## The records
Issue #543, opened 2024-12-24
Respect reduced-motion accessibility setting in helm styles


benjaminforras:
### Please provide the environment you discovered this bug in.

https://www.spartan.ng/components/dropdown-menu

### Which area/package is the issue in?

Don't know / other

### Description

If I disable animations in in the System Settings or emulate reduce-motion in Chrome, the animations are still playing.

shadcn/ui does not support this but generally it is good to have it in mind when developing and providing UI styles.

### I would be willing to submit a PR to fix this issue

- [ ] Yes
- [X] No

PR #1514, opened 2026-06-21
fix(dropdown-menu): respect reduced motion

gerasidev:
Disable dropdown and submenu animations when users request reduced motion across every style.

Refs #543

## Summary by CodeRabbit

* **Bug Fixes / Accessibility**
  * Updated dropdown menu styling across all theme variants so open/close animations apply only when motion-safe is enabled, honoring reduced-motion preferences.
* **Tests**
  * Added a reduced-motion test that scans each generated theme’s CSS to verify motion-safe-gated dropdown animation rules for both the main content and sub-content, and that unguarded animation rules are not present.


goetzrobin:
@gerasidev can you check the shadcn registry. two apply-s feels odd.

gerasidev:
> @gerasidev can you check the shadcn registry. two apply-s feels odd.

Indeed, I checked the shadcn registry and combined both into a single @apply. Fixed now.

marcjulian:
Hey, Tailwind CSS also has `motion-safe` to only enable animation when the user not reduced motion activated.
This can be useful when `motion-reduce` would mean to "[undo](https://tailwindcss.com/docs/hover-focus-and-other-states#prefers-reduced-motion)" styles like here where you also add important.

We use this in the `HlmSpinner` component

https://github.com/spartan-ng/spartan/blob/b22abbef825a19e2639c129d0ac1a63fed45c2ec/libs/helm/spinner/src/lib/hlm-spinner.ts#L30

gerasidev:
> Hey, Tailwind CSS also has `motion-safe` to only enable animation when the user not reduced motion activated. This can be useful when `motion-reduce` would mean to "[undo](https://tailwindcss.com/docs/hover-focus-and-other-states#prefers-reduced-motion)" styles like here where you also add important.
> 
> We use this in the `HlmSpinner` component
> 
> https://github.com/spartan-ng/spartan/blob/b22abbef825a19e2639c129d0ac1a63fed45c2ec/libs/helm/spinner/src/lib/hlm-spinner.ts#L30

Hi updated the dropdown animations to use motion-safe and removed the motion-reduce override  based  on your  suggestion.

marcjulian:
@gerasidev why did you close your PR?

gerasidev:
> @gerasidev why did you close your PR?

sry  accidental

marcjulian:
No worries :). Can you resolve the conflicts from the main branch?

marcjulian (approved):
Looks good!

PR #1528, opened 2026-06-22
test: add per-style cli smoke coverage with deterministic scaffolding

goetzrobin:
## PR Checklist

- [x] Docs have been added / updated (cli-smoke README)

## PR Type

- [x] CI related changes (test coverage / smoke matrix)

### Others

- [x] cli

The cli-smoke matrix scaffolds real workspaces for every supported setup but only ever exercised a single
style (vega). Nothing verified that the CLI replaces the `spartan-*` placeholders with the right style's
registry classes - the build's themed-CSS check only looks at `--theme` variables, so a broken style map
would pass. Separately, the nx scaffold was non-deterministic when run from an AI-agent host.

## What is the new behavior?

- One smoke cell per supported style (`nova`, `lyra`, `maia`, `mira`, `luma`), split across angular-cli and
  nx, asserting no leftover `spartan-*` placeholders and that a style-distinctive class (derived from
  `libs/registry`, not hardcoded) reaches the generated output.
- Deterministic scaffolding on any host: strip the AI-agent env markers (`CLAUDECODE`/`OPENCODE`/...) so
  `create-nx-workspace` runs its classic local preset instead of cloning a remote template and forcing Nx
  Cloud, pin it to the exact nx version, and add a canary that fails loudly if the classic layout is missing.

- [x] No

## Release Notes

* **Tests**
  * Expanded CLI smoke test coverage with additional per-style configurations across both Angular CLI and Nx generator paths.
  * Strengthened smoke-test validation to ensure configured style registry class placeholders are correctly replaced and that style-specific tokens are present before builds.

* **Documentation**
  * Updated smoke-test “matrix” documentation to explain per-style cells and how to keep style entries in sync when supported styles change.

### DIFF
--- a/.github/workflows/cli-smoke.yml
+++ b/.github/workflows/cli-smoke.yml
@@ -43,6 +43,13 @@ jobs:
           - acli
           - all-components
           - all-components-nx-entry
+          # Style coverage: one cell per non-default style, split across angular-cli and nx. Keep in sync
+          # with the style-* cells in matrix.ts.
+          - style-acli-nova
+          - style-nx-lyra
+          - style-acli-maia
+          - style-nx-mira
+          - style-acli-luma
     name: ${{ matrix.cell }}
     steps:
       - uses: actions/checkout@v6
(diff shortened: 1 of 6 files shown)


MerlinMoos (approved):
LGTM thanks for this addition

## Work to be completed
Take every line from the records that holds "coverage" and copy it down.

## Output for this exercise
test: add per-style cli smoke coverage with deterministic scaffolding
- [x] CI related changes (test coverage / smoke matrix)
  * Expanded CLI smoke test coverage with additional per-style configurations across both Angular CLI and Nx generator paths.
+          # Style coverage: one cell per non-default style, split across angular-cli and nx. Keep in sync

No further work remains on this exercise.